Saturday, December 11, 2010

argh, have to hurry to go to work

2:10 PM 12/11/10

Quitting caffeine DID NOT happen today.

(However, I haven't been using St. John's Wort very much. That's a long story and I should explain it sometime. Short version: The pills in bottles seem to lose their freshness very quickly after opening, and they become less effective, which is why I grew my own SJW a couple years ago. So even when I do occasionally take the pills, they don't work as well as they did when I first bought them. There's not much motivation to take them when they don't help a lot anymore. Anyway, they made me extra friendly when I was at work, and I made eye contact with lots of guys, who then started to believe that I was attracted to them. But I don't want to start up any relationships unless I'm really, really serious about it. It's good in some ways and bad in some ways. I'd rather not use the drug unless I feel that I have to.)
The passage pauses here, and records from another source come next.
PR #166, opened 2021-11-29
Removing severity and fixing actuality to 'actual'

dmendelowitz:
# Summary
This PR removes severity and fixes the value of actuality to 'actual' in the output of the CTCAdverseEventExtractor
## New behavior
Severity is no longer in the CSV template and is removed from the output of the client. Actuality is removed from the CSV template but will always have the fixed value of 'actual' in the output
## Code changes
- Severity and actuality removed from `CSVCTCAdverseEventExtractor.js`
- `CTCAdverseEventTemplate.js` updated to have severity removed and actuality fixed to 'actual'
- Related tests and test fixtures updated to reflect the changes
- All sample CSVs and `CSV_Templates.xlsx` updated to reflect changes
# Testing guidance
- Run the client with the CTC-AE Extractor and see that severity is no longer present in the output and that actuality always has the value of 'actual'
- Ensure that all tests still pass and that the updated tests correctly reflect the changes


jafeltra (approved):
Looks great to me! I couldn't think of any places you missed or any other tests to add!

PR #167, opened 2021-12-01
Adding event.coding.version and event.text to CTCAE Extractor

dmendelowitz:
# Summary
Adds an optional version field for the event coding and a required text field for the event of the CSVCTCAdverseEventExtractor
## New behavior
The CSV template for the CSVCTCAdverseEventExtractor now has a new required field of `adverseEventText` and a new optional field `adverseEventCodeVersion`
## Code changes
- `CTCAdverseEventTemplate.js` modified to add the new fields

I worked a short shift at McD yesterday, which was nice. They're cutting our hours, and I'm happy about it. I've been getting ready to apply for a second job, so that it doesn't affect my income if my jobs cut hours. (I'll complain about the Forty-Hour Work Week and Overtime Pay laws some other day. That's what causes this problem.) It's nice to get a little bit of time off. I think it's because the students are going home for Christmas vacation. Also, football season is over. The students, and the football games, give us a lot of business.

Anyway, working a short shift helped me to have more energy when I got up this morning. I am calling myself a Weekend Warrior. Weekend Warriors are people who work really hard all week long and don't have time to do anything, and they have to cram all their errands and projects into their two days off, so they never rest at all. I do, actually, rest, a lot, and I hardly do any errands or projects at all. But I feel that I need to. I rest on my days off, but I don't want to. Or rather, I want to, but I feel anxious about it. And also, I get harassed by voices, who remind me of things that I need to do.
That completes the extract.